Johnson, the kinesiologist at the University of Wyoming, started a pilot study on November Project earlier this year. Right now, his team, which is funded by his university, is collecting surveys from participants who routinely attend November Project workouts.
He has a theory about people who participate—which we aren’t sharing here, to avoid confirmation bias in case any participants happen to read this article. His hope is that if he can show, quantitatively, that November Project has benefits that extend beyond the workouts themselves, they can be applied to other groups.
Andrew Carter, a public health professor at San Jose State University, is also studying November Project, but he’s taking a more qualitative approach. I first heard about his work at a rainy November Project workout in Oakland, California in December; Carter had lent me a backpack full of canned goods for a weight-based workout that would end with a trip to a local food bank. He’s interviewing some 50 participants to learn more about their experiences, seeing if they can be translated to populations with cultural barriers to exercise.

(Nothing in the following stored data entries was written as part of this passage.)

PR #330, opened 2018-05-19
Add a type for template containers.

justinfagnani:
This reduces the casts to `any` a little. Supersedes #227

### DIFF
--- a/src/lit-html.ts
+++ b/src/lit-html.ts
@@ -140,6 +140,10 @@ export function defaultTemplateFactory(result: TemplateResult) {
   return template;
 }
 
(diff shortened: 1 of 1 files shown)


src/lit-html.ts
```diff
@@ -159,7 +163,7 @@ export function render(
     container: Element|DocumentFragment,
```
rictic: Why not make TemplateContainer the type of `container` here? It'll still be legal to pass in any Element or DocumentFragment

justinfagnani: Ah, that's true because the property is optional. Still, this is an internal detail of the render function. I don't want the type to change if we used a WeakMap instead of an expando property.

PR #337, opened 2018-05-22
Shady render fix

### LINKED ISSUE #326: shady-render does not work with ApplyShim or the CSS Custom Property shim (IE11)
There are 2 related issues here:
1. `styleElement` is currently never called and is required for the ApplyShim or Custom Property shim (IE11) to work correctly
1. Calling `prepareTemplate` multiple times as `shady-render` does is incompatible with `styleElement`

So, to address this, we'll need to call `prepareTemplate` only once per element type and figure out when/how to call `styleElement` within rendering.

sorvell:
Fixes #326 by imposing a limitation that styles for a scope name can only be supplied in the initial render of that shadowRoot. This is required because `ShadyCSS` can only prepare styles for a scope once to properly track styles in that scope and process custom properties when polyfilled and @apply.

Styles are processed based on initial scope rendering, but templated DOM within a scope will always be correctly given a scoping class. 

Note that styles in the first render of a scope can contain lit parts. This is useful for one-time bindings.

**Warning:** merge only after [this ShadyCSS PR](https://github.com/webcomponents/shadycss/pull/183) is merged and released.

### DIFF
--- a/src/lib/modify-template.ts
+++ b/src/lib/modify-template.ts
@@ -85,7 +85,7 @@ const countNodes = (node: Node) => {
     count++;
   }
   return count;
-}
+};
 
 const nextActiveIndexInTemplateParts = (parts: TemplatePart[], startIndex: number = -1) => {
   for (let i = startIndex + 1; i < parts.length; i++) {
@@ -95,7 +95,7 @@ const nextActiveIndexInTemplateParts = (parts: TemplatePart[], startIndex: numbe
     }
   }
   return -1;
-}
+};
 
 /**
  * Inserts the given node into the Template, optionally before the given
@@ -110,8 +110,6 @@ export function insertNodeIntoTemplate(
   if (refNode === null || refNode === undefined) {
     content.appendChild(node);
     return;
-  } else if (!content.contains(refNode)) {
-    throw 'Reference node must be inside template.';
   }
   const walker = document.createTreeWalker(
       content,
--- a/src/lib/modify-template.ts
+++ b/src/lib/modify-template.ts
@@ -1,0 +1,82 @@
+/**
+ * @license
+ * Copyright (c) 2017 The Polymer Project Authors. All rights reserved.
+ * This code may only be used under the BSD style license found at
+ * http://polymer.github.io/LICENSE.txt
+ * The complete set of authors may be found at
+ * http://polymer.github.io/AUTHORS.txt
+ * The complete set of contributors may be found at
+ * http://polymer.github.io/CONTRIBUTORS.txt
+ * Code distributed by Google as part of the polymer project is also
+ * subject to an additional IP rights grant found at
+ * http://polymer.github.io/PATENTS.txt
+ */
+
+import {Template, TemplatePart} from '../lit-html.js';
+
+export function removeNodesFromTemplate(template: Template, nodes: Node[]) {
+  const {element: {content}, parts} = template;
+  const walker = document.createTreeWalker(
+    content,
+    NodeFilter.SHOW_ELEMENT | NodeFilter.SHOW_COMMENT |
+        NodeFilter.SHOW_TEXT,
+    null as any,
+    false);
+  let nodesIndex = 0;
+  let nodeToFind = nodes[nodesIndex];
+  let partIndex = 0;
+  let part = parts[partIndex];
+  let partDelta = 0;
+  let disableUntil = 0;
+  const nodesToRemove: Node[] = [];
+  let index = -1;
+  while (walker.nextNode()) {
+    index++;
+    const node = walker.currentNode as Element;
+    if (node === nodeToFind) {
+      nodeToFind = nodes[++nodesIndex];
+      const removeCount = node.childNodes.length + 1;
+      disableUntil = index + removeCount;
+      partDelta -= removeCount;
+      nodesToRemove.push(node);
+    }
+    // adjust part indices or disable parts.
+    while (part && part.index === index) {
+      if (index < disableUntil) {
+        part.index = -1;
+      } else {
+        part.index += partDelta;
+      }
+      part = parts[++partIndex];
+    }
+  }
+  nodesToRemove.forEach((n) => n.parentNode!.removeChild(n));
+}
+
+export function insertNodeIntoTemplate(template: Template, node: Node, refNode: Node|null = null) {
+  const {element: {content}, parts} = template;
+  const walker = document.createTreeWalker(
+    content,
+    NodeFilter.SHOW_ELEMENT | NodeFilter.SHOW_COMMENT |
+        NodeFilter.SHOW_TEXT,
+    null as any,
+    false);
+  let partIndex = 0;
+  let part = parts[partIndex];
+  let partDelta = 0;
+  let index = -1;
+  while (walker.nextNode()) {
+    index++;
+    const currentNode = walker.currentNode as Element;
+    if (currentNode === refNode) {
+      content.insertBefore(node, refNode);
+      partDelta = 1 + node.childNodes.length;
+    }
+    while (part && (part.index === index || part.index < 0)) {
+      if (part.index >= 0) {
+        part.index += partDelta;
+      }
+      part = parts[++partIndex];
+    }
+  }
+}
--- a/src/lib/modify-template.ts
+++ b/src/lib/modify-template.ts
@@ -12,7 +12,7 @@
  * http://polymer.github.io/PATENTS.txt
  */
 
-import {Template, TemplatePart} from '../lit-html.js';
+import {Template} from '../lit-html.js';
 
 export function removeNodesFromTemplate(template: Template, nodes: Node[]) {
   const {element: {content}, parts} = template;
--- a/src/lib/modify-template.ts
+++ b/src/lib/modify-template.ts
@@ -14,7 +14,12 @@
 
 import {Template} from '../lit-html.js';
 
-export function removeNodesFromTemplate(template: Template, nodes: Node[]) {
+/**
+ * Removes the list of nodes from a Template safely. In addition to removing
+ * nodes from the Template, the Template part indices are updated to match
+ * the mutated Template DOM.
+ */
+export function removeNodesFromTemplate(template: Template, nodesToRemove: Set<Node>) {
   const {element: {content}, parts} = template;
   const walker = document.createTreeWalker(
     content,
@@ -22,57 +27,61 @@ export function removeNodesFromTemplate(template: Template, nodes: Node[]) {
         NodeFilter.SHOW_TEXT,
     null as any,
     false);
-  let nodesIndex = 0;
-  let nodeToFind = nodes[nodesIndex];
   let partIndex = 0;
-  let part = parts[partIndex];
-  let partDelta = 0;
-  let disableUntil = 0;
-  const nodesToRemove: Node[] = [];
-  let index = -1;
+  let part = parts[0];
+  let nodeIndex = -1;
+  let removeCount = 0;
+  const nodesToRemoveInTemplate = [];
+  // TODO(sorvell): fix type
+  const removalStack: any[] = [];
   while (walker.nextNode()) {
-    index++;
+    nodeIndex++;
     const node = walker.currentNode as Element;
-    if (node === nodeToFind) {
-      nodeToFind = nodes[++nodesIndex];
-      const removeCount = node.childNodes.length + 1;
-      disableUntil = index + removeCount;
-      partDelta -= removeCount;
-      nodesToRemove.push(node);
+    // maybe pop the stack
+    if (walker.previousSibling === removalStack[removalStack.length - 1]) {
+      removalStack.pop();
     }
-    // adjust part indices or disable parts.
-    while (part && part.index === index) {
-      if (index < disableUntil) {
-        part.index = -1;
-      } else {
-        part.index += partDelta;
-      }
+    // track nodes we're removing
+    if (nodesToRemove.has(node)) {
+      removalStack.push(node);
+      nodesToRemoveInTemplate.push(node);
+    }
+    if (removalStack.length > 0) {
+      removeCount++;
+    }
+    while (part && part.index === nodeIndex) {
+      part.index = removalStack.length ? -1 : part.index - removeCount;
       part = parts[++partIndex];
     }
   }
-  nodesToRemove.forEach((n) => n.parentNode!.removeChild(n));
+  nodesToRemoveInTemplate.forEach((n) => n.parentNode!.removeChild(n));
 }
 
-export function insertNodeIntoTemplate(template: Template, node: Node, refNode: Node|null = null) {
+/**
+ * Inserts the given node into the Template, optionally before the given
+ * refNode. In addition to inserting the node into the Template, the Template
+ * part indices are updated to match the mutated Template DOM.
+ */
+export function insertNodeIntoTemplate(
+    template: Template, node: Node, refNode: Node|null = null) {
   const {element: {content}, parts} = template;
   const walker = document.createTreeWalker(
-    content,
-    NodeFilter.SHOW_ELEMENT | NodeFilter.SHOW_COMMENT |
-        NodeFilter.SHOW_TEXT,
-    null as any,
-    false);
+      content,
+      NodeFilter.SHOW_ELEMENT | NodeFilter.SHOW_COMMENT | NodeFilter.SHOW_TEXT,
+      null as any,
+      false);
   let partIndex = 0;
   let part = parts[partIndex];
   let partDelta = 0;
-  let index = -1;
+  let walkerIndex = -1;
   while (walker.nextNode()) {
-    index++;
+    walkerIndex++;
     const currentNode = walker.currentNode as Element;
     if (currentNode === refNode) {
       content.insertBefore(node, refNode);
       partDelta = 1 + node.childNodes.length;
     }
-    while (part && (part.index === index || part.index < 0)) {
+    while (part && (part.index === walkerIndex || part.index < 0)) {
       if (part.index >= 0) {
         part.index += partDelta;
       }
--- a/src/lib/modify-template.ts
+++ b/src/lib/modify-template.ts
@@ -12,7 +12,10 @@
  * http://polymer.github.io/PATENTS.txt
  */
 
-import {Template} from '../lit-html.js';
+import {Template, isTemplatePartActive} from '../lit-html.js';
+
+const walkerNodeFilter = NodeFilter.SHOW_ELEMENT | NodeFilter.SHOW_COMMENT |
+NodeFilter.SHOW_TEXT;
 
 /**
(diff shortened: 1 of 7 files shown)


src/lib/shady-render.ts
```diff
@@ -22,31 +23,83 @@ declare global {
...
+            // insert style into rendered fragment
+            fragment.insertBefore(style, fragment.firstChild);
+            // insert into lit-template (for subsequent renders)
+            const template = templateFactory(result);
+            insertNodeIntoTemplate(template, style.cloneNode(true),
+                template.element.content.firstChild);
+          }
+        }
+      }
+      window.ShadyCSS.styleElement(host);
```
smalluban: For the first time calling `ShadyCSS.styleElement()` is ok, but if a change is made to the template and value of CSS custom property is changed, `ShadyCSS.styleSubtree()` has to be called to update nested elements using those CSS custom properties.

For example: 
```javascript
template = (active) => html`
  <style>
     my-button {
       --custom-color: red;
     }
     my-button.active {
       --custom-color: blue;
     }
  </style>
  <my-button class="${active ? 'active' : ''}"></my-button>
`;
```
Without calling `styleSubtree`, after change `active` to `true` in IE11 `<my-button>` will be still red.

abdonrd:
Any plan to replace the `@apply` with some `::part` and `::theme` polyfill?
I think new elements with LitElement should avoid deprecated things like `@apply`.

src/lib/shady-render.ts
sorvell: There's not a spot to do this in lit-html, but it does deserve documentation since it is necessary. It will be handled separately in LitElement.

smalluban: But there is a spot... You actually put `window.ShadyCSS.styleElement(host)` here. It has to be simply changed to `styleSubtree` to update all nested elements as well. I think it is very low-level API and LitElement using lit-html won't be able to do anything with that.

sorvell: The call to `styleElement` is only made when a lit `TemplateInstance` is created, not updated. Typically this is first render only, and this is done for efficiency. Therefore, changing this to `styleSubtree` wouldn't help with the case outlined here.

In general, ShadyCSS [requires](https://github.com/webcomponents/shadycss#usage) calling `ShadyCSS.styleSubtree` when dynamic updates that affect custom properties are made. This is specifically for the custom property shim which is only needed on IE11.

Calling `ShadyCSS.styleSubtree` is not cheap and doing so on every call to `shady-render` would have a pretty negative performance impact. For this reason, it seems better **not** to handle this case generally in `shady-render` and instead require users to call `ShadyCSS.styleSubtree` when needed. This is not ideal but seems like the best tradeoff.

src/lib/shady-render.ts
```diff
@@ -22,31 +23,83 @@ declare global {
...
 
 export function render(
     result: TemplateResult,
     container: Element|DocumentFragment,
     scopeName: string) {
-  return baseRender(result, container, shadyTemplateFactory(scopeName));
+  const host = hostForNode(container);
+  if (host && typeof window.ShadyCSS === 'object') {
+    const templateFactory = shadyTemplateFactory(scopeName);
+    const renderer = (container: Element|DocumentFragment, fragment: DocumentFragment) => {
```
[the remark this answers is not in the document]
justinfagnani: Talked offline, and it seems better to copy & paste the contents of render() for now, rather than expose an unstable API in the form of the renderDOM callback

src/lib/modify-template.ts
```diff
@@ -0,0 +1,82 @@
...
+ * The complete set of contributors may be found at
+ * http://polymer.github.io/CONTRIBUTORS.txt
+ * Code distributed by Google as part of the polymer project is also
+ * subject to an additional IP rights grant found at
+ * http://polymer.github.io/PATENTS.txt
+ */
+
+import {Template} from '../lit-html.js';
+
+export function removeNodesFromTemplate(template: Template, nodes: Node[]) {
```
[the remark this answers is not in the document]
sorvell: done

src/lib/modify-template.ts
```diff
@@ -0,0 +1,82 @@
...
+  const {element: {content}, parts} = template;
+  const walker = document.createTreeWalker(
+    content,
+    NodeFilter.SHOW_ELEMENT | NodeFilter.SHOW_COMMENT |
+        NodeFilter.SHOW_TEXT,
+    null as any,
+    false);
+  let nodesIndex = 0;
```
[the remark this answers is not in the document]
sorvell: refactored

src/lib/modify-template.ts
```diff
@@ -0,0 +1,82 @@
...
+  let nodeToFind = nodes[nodesIndex];
```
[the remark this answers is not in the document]
sorvell: refactored

src/lib/modify-template.ts
```diff
@@ -0,0 +1,82 @@
...
+  let partIndex = 0;
+  let part = parts[partIndex];
+  let partDelta = 0;
+  let disableUntil = 0;
```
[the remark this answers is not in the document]
sorvell: refactored

src/lib/modify-template.ts
```diff
@@ -0,0 +1,82 @@
...
+  const walker = document.createTreeWalker(
+    content,
+    NodeFilter.SHOW_ELEMENT | NodeFilter.SHOW_COMMENT |
+        NodeFilter.SHOW_TEXT,
+    null as any,
+    false);
+  let nodesIndex = 0;
+  let nodeToFind = nodes[nodesIndex];
+  let partIndex = 0;
+  let part = parts[partIndex];
```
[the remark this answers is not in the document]
sorvell: refactored

src/lib/modify-template.ts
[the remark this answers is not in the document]
sorvell: refactored

src/lib/modify-template.ts
```diff
@@ -0,0 +1,82 @@
...
+  let partDelta = 0;
+  let disableUntil = 0;
+  const nodesToRemove: Node[] = [];
+  let index = -1;
+  while (walker.nextNode()) {
+    index++;
+    const node = walker.currentNode as Element;
+    if (node === nodeToFind) {
+      nodeToFind = nodes[++nodesIndex];
+      const removeCount = node.childNodes.length + 1;
```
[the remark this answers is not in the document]
sorvell: refactored to fix but needs tests.

src/lib/modify-template.ts
```diff
@@ -0,0 +1,82 @@
...
+      disableUntil = index + removeCount;
+      partDelta -= removeCount;
+      nodesToRemove.push(node);
+    }
+    // adjust part indices or disable parts.
+    while (part && part.index === index) {
+      if (index < disableUntil) {
+        part.index = -1;
```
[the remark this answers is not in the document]
sorvell: Added a specific method and comment.

src/lib/modify-template.ts
```diff
@@ -0,0 +1,82 @@
...
+    null as any,
+    false);
+  let nodesIndex = 0;
+  let nodeToFind = nodes[nodesIndex];
+  let partIndex = 0;
+  let part = parts[partIndex];
+  let partDelta = 0;
+  let disableUntil = 0;
+  const nodesToRemove: Node[] = [];
+  let index = -1;
```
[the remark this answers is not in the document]
sorvell: renamed

src/lib/shady-render.ts
```diff
@@ -22,31 +23,83 @@ declare global {
...
+}
 
-        template = new Template(result, element);
-        templateCache.set(result.strings, template);
-      }
-      return template;
-    };
+const shadyRenderSet = new Set<string>();
+
+function hostForNode(node: Node) {
```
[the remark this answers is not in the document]
sorvell: refactored

src/lib/shady-render.ts
```diff
@@ -22,31 +23,83 @@ declare global {
...
+  return node.nodeType === Node.DOCUMENT_FRAGMENT_NODE && (node as ShadowRoot).host
```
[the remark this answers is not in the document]
sorvell: done

src/lib/shady-render.ts
```diff
@@ -22,31 +23,83 @@ declare global {
...
+}
 
 export function render(
     result: TemplateResult,
     container: Element|DocumentFragment,
     scopeName: string) {
-  return baseRender(result, container, shadyTemplateFactory(scopeName));
+  const host = hostForNode(container);
+  if (host && typeof window.ShadyCSS === 'object') {
```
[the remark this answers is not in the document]
sorvell: done

src/lib/shady-render.ts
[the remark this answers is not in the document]
sorvell: done

src/lib/modify-template.ts
```diff
@@ -23,40 +26,57 @@ export function removeNodesFromTemplate(template: Template, nodesToRemove: Set<N
...
+  let currentRemovingNode: Node|null = null;
   while (walker.nextNode()) {
     nodeIndex++;
     const node = walker.currentNode as Element;
-    // maybe pop the stack
-    if (walker.previousSibling === removalStack[removalStack.length - 1]) {
-      removalStack.pop();
+    // end removal if stepped past the removing node
+    if (node.previousSibling === currentRemovingNode) {
+      currentRemovingNode = null;
```
justinfagnani: I think this needs to be the next node in the stack, in the case of nested removal.

sorvell: Added a little comment description at the top of that function. Don't think we care if it's nested since we only need to know when we're ending the removal state of a non-nested node:
* any part inside the removing node gets deactivated
* any part outside a non-nested removing node has its index adjusted

justinfagnani: Ah, that's right.

src/lib/modify-template.ts
```diff
@@ -0,0 +1,129 @@
...
+  let activeParts = parts.filter((part) => isTemplatePartActive(part));
+  let part = activeParts[partIndex];
+  let insertCount = 0;
+  let walkerIndex = -1;
+  while (walker.nextNode()) {
+    walkerIndex++;
+    const walkerNode = walker.currentNode as Element;
+    if (walkerNode === refNode) {
+      refNode.parentNode!.insertBefore(node, refNode);
+      insertCount = countNodes(node);
```
justinfagnani: I think you can reuse the same walker. Not sure if that'd be faster, but it might be a bit smaller:

```ts
walker.previousSibling();
while (walker.nextNode() !== refNode) {
  insertCount++;
}
```

src/lib/modify-template.ts
```diff
@@ -0,0 +1,129 @@
...
+    }
+    while (part !== undefined && part.index === walkerIndex) {
```
justinfagnani: Once the node is inserted we don't have to walk the tree anymore, but can just modify the remaining part indices.

src/lib/modify-template.ts
```diff
@@ -0,0 +1,129 @@
...
+    throw 'Reference node must be inside template.';
+  }
+  const walker = document.createTreeWalker(
+      content,
+      walkerNodeFilter,
+      null as any,
+      false);
+  let partIndex = 0;
+  // only need to modify active parts.
+  let activeParts = parts.filter((part) => isTemplatePartActive(part));
```
justinfagnani: This check could be done in the while loop at line 124 and avoid creating another array.

src/lib/shady-render.ts
```diff
@@ -12,19 +12,29 @@
...
 export {html, svg, TemplateResult} from '../lit-html.js';
 
 declare global {
   interface Window {
     ShadyCSS: any;
   }
+  class ShadowRoot {}
 }
 
+const getTemplateKey = (type: string, scopeName: string) =>
```
justinfagnani: Consider a different name: `templateKey` sounds like it'd be based on the template contents... this is a key used to look up a cache.

src/lib/shady-render.ts
```diff
@@ -33,20 +43,106 @@ const shadyTemplateFactory = (scopeName: string) =>
...
         templateCache.set(result.strings, template);
       }
       return template;
     };
 
+
+const TEMPLATE_TYPES = ['html', 'svg'];
+
+/**
+ * Removes all style elements from Templates for hte given scopeName
```
justinfagnani: hte -> the

src/lib/shady-render.ts
```diff
@@ -33,20 +43,106 @@ const shadyTemplateFactory = (scopeName: string) =>
...
+      // only scope element template once per scope name
+      if (!shadyRenderSet.has(scopeName)) {
+        shadyRenderSet.add(scopeName);
+        const styleTemplate = document.createElement('template');
+        Array.from(fragment.querySelectorAll('style')).forEach((s: Element) => {
+          styleTemplate.content.appendChild(s);
+        });
+        window.ShadyCSS.prepareTemplateStyles(styleTemplate, scopeName);
+        // fix templates.
+        removeStylesFromLitTemplates(scopeName);
```
justinfagnani: Can you expand the comment to describes why the template cache contains all the templates we need to modify by this point?

src/lib/shady-render.ts
```diff
@@ -33,20 +43,106 @@ const shadyTemplateFactory = (scopeName: string) =>
...
+ * For the given scope name, ensures that ShadyCSS style scoping is performed.
+ * This is done just once per scope name so the fragment and template cannot
+ * be modified.
+ * (1) extracts styles from the rendered fragment and hands them to ShadyCSS
+ * to be scoped and appended to the document
+ * (2) removes style elements from all lit-html Templates for this scope name.
+ */
+const ensureStylesScoped =
+    (fragment: DocumentFragment, template: Template, scopeName: string) => {
+      // only scope element template once per scope name
```
justinfagnani: style super-nit: Let's standardize on capitalizing the comments

src/lib/shady-render.ts
```diff
@@ -33,20 +43,106 @@ const shadyTemplateFactory = (scopeName: string) =>
...
+      if (!shadyRenderSet.has(scopeName)) {
+        shadyRenderSet.add(scopeName);
+        const styleTemplate = document.createElement('template');
+        Array.from(fragment.querySelectorAll('style')).forEach((s: Element) => {
+          styleTemplate.content.appendChild(s);
+        });
+        window.ShadyCSS.prepareTemplateStyles(styleTemplate, scopeName);
+        // fix templates.
```
justinfagnani: nit: no period needed for non sentence

src/lib/shady-render.ts
```diff
@@ -33,20 +43,106 @@ const shadyTemplateFactory = (scopeName: string) =>
...
+        removeStylesFromLitTemplates(scopeName);
+        // ApplyShim case.
+        if (window.ShadyCSS.nativeShadow) {
+          const style = styleTemplate.content.querySelector('style');
+          if (style) {
```
justinfagnani: here and a couple of other places: I prefer explicit checks, like `style !== null`

src/test/lib/shady-render_test.ts
```diff
@@ -22,50 +22,144 @@ const assert = chai.assert;
...
           span {
-            color: blue;
+            border: 5px solid tomato;
           }
         </style>
         <span>Testing...</span>
       `}
-    `, container, 'scope-2');
+    `, container.shadowRoot as DocumentFragment, 'scope-2');
+    const div = (container.shadowRoot  as DocumentFragment).querySelector('div');
```
justinfagnani: the cast to DocumentFragment shouldn't be necessary

src/test/lib/shady-render_test.ts
```diff
@@ -22,50 +22,144 @@ const assert = chai.assert;
...
+    assert.equal(getComputedStyle(div as HTMLElement).getPropertyValue('border-top-width').trim(), '4px');
```
justinfagnani: the cast to `HTMLElement` shouldn't be necessary either, as `.querySelector('div')` is typed to return a `HTMLDivElement`

src/test/lib/shady-render_test.ts
```diff
@@ -22,50 +22,144 @@ const assert = chai.assert;
...
+        <style>
+          div {
+            border: ${border};
+          }
+        </style>
+        <div>Testing...</div>
+      `, container.shadowRoot as DocumentFragment, 'scope-3');
+    }
+    renderTemplate('1px solid black');
+    const div = (container.shadowRoot  as DocumentFragment).querySelector('div');
```
justinfagnani: some extra spaces in here, make sure to run `npm run format`

test/index.html
```diff
@@ -13,9 +13,12 @@
     <script type="module" src="./lib/unsafe-html_test.js"></script>
     <script type="module" src="./lib/async-append_test.js"></script>
     <script type="module" src="./lib/async-replace_test.js"></script>
+    <script type="module" src="./lib/modify-template_test.js"></script>
     <script>
       WCT.loadSuites([
         'shady.html',
+        'shady.html?shadydom=true',
```
justinfagnani: I keep forgetting about this... I wonder if we should do this for all the tests?

src/lib/modify-template.ts
sorvell: Since you can't change the walker root node, this doesn't seem worth trying since there'd be more code to re-use the same walker.

src/lib/modify-template.ts
sorvell: done

src/lib/modify-template.ts
sorvell: done

src/lib/shady-render.ts
sorvell: done

src/lib/shady-render.ts
sorvell: done

src/lib/shady-render.ts
sorvell: done

src/lib/shady-render.ts
sorvell: done

src/lib/shady-render.ts
sorvell: done

src/lib/shady-render.ts
sorvell: done

src/test/lib/shady-render_test.ts
sorvell: done

src/test/lib/shady-render_test.ts
sorvell: done

src/test/lib/shady-render_test.ts
sorvell: Had trouble with this: running the formatter resulted in a lot of diffs.

test/index.html
sorvell: let's revisit later.

PR #340, opened 2018-05-23
Update README.md

newyork-anthonyng:


newyork-anthonyng:
I signed it!

docs-src/guide/03-how-it-works.md
```diff
@@ -25,15 +25,15 @@ tag`My name is ${name}.`
 
 Tags are functions that take the literal strings of the template and values of the embedded expressions, and return a new value. This can be any kind of value, not just strings. lit-html returns an object representing the template, called a `TemplateResult`.
 
-The key features of template tags that lit-html utilizes to make updates fast is that the object holding the literals strings of the template is _exactly_ the same for every call to the tag for a particular template.
+The key feature of template tags that lit-html utilizes to make updates fast is that the object holding the literals string of the template is _exactly_ the same for every call to the tag for a particular template.
```
justinfagnani: "strings" should actually be plural here, as there's more than one, and it's a possessive, so: "literal's strings"

newyork-anthonyng: Updated 👍

PR #357, opened 2018-06-07
change directiveValue to noChange

fopsdev:
replaces:
https://github.com/Polymer/lit-html/pull/276


fopsdev:
screwed up lineendings...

Although November Project itself is an inclusive community, the idea of fitness itself doesn’t translate everywhere. “If you go into these rural communities, a lot of the participants found [the idea of exercise] a very elitist and a white activity,” Carter explained. If he and his university-funded team can figure out what makes November Project special, maybe they can find ways to make it culturally relevant to other groups.
There’s something to be said for that approach, I think. I stayed away from November Project while I was injured because I felt like there was no point in going if I couldn’t do the workout. I can see how fear of being unable to do a workout, or not seeing representation of your own fitness abilities or preferences, would prevent others from venturing out to join an exercise group.
After months into my recovery—and after all my free trials at boutique gyms ended—my loneliness outweighed my bitterness over not being able to participate. So on a Monday morning in July, I decided to bike the 4.5 miles up to Malcolm X Park where the group meets. I figured if I couldn’t run, I could at least do situps and pushups.
To my surprise, I was greeted warmly. “We’re glad you’re here,” both friends and strangers said. Many people asked how I had been doing; they missed me, too. They listened to me lament my injury, and encouraged me to keep resting and working in physical therapy.
I wasn’t the only one recovering, it turned out: One woman I knew had tweaked her back, and I met another who had suffered some arm injuries in a rock climbing accident. We decided to walk together while the rest of the group did the circuit. It ended up being one of the favorite workouts I’ve ever been to.
Finally, I realized, my inclusion in this community had nothing to do with my fitness or ability. It’s impossible to put a price on being welcomed exactly as you are.